Chapter 38: Detection
The first step in managing any incident is knowing that something is wrong. Detection is the bridge between a silent failure and an active response. The faster an organization detects an incident, the smaller the blast radius and the shorter the recovery time. Detection latency — the time between a problem starting and someone being alerted — is one of the most important reliability metrics a team can track.
Automated detection relies on the signals collected by the monitoring service: heartbeats, latency percentiles, error rates, saturation metrics, and business-level indicators like order completion rates.
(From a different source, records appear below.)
PR #1, opened 2022-12-22
Update the basic Python scaffold

BrunoGrandePhD:
The goal of this PR is to adapt the package skeleton provided by PyScaffold for `dcqc`. Some of these changes were copied from `sagetasks`, which was also packaged using PyScaffold. Here are the main changes:

- Use CodeCov instead of Coveralls for tracking code coverage
  - I was having issues when I tried using Coveralls with `sagetasks`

Alert thresholds define when these signals cross from normal variation into actionable territory. Setting thresholds too low produces alert fatigue; setting them too high means incidents go unnoticed. Anomaly detection — statistical models that learn normal patterns and flag deviations — can complement static thresholds by catching novel failure modes.
Not all incidents are caught by automated systems. User reports, support tickets, and social media mentions are valuable detection channels, especially for problems that affect the user experience in ways that internal metrics do not capture. A robust detection strategy combines automated monitoring with human observation, ensuring that no category of failure goes unnoticed for long.
On-call engineers are the human link in the detection chain. When an alert fires, the on-call responder must acknowledge it, assess whether it represents a real incident, and decide on next steps. The routing service can automatically shift traffic away from unhealthy backends while the responder investigates, buying time without requiring immediate human intervention.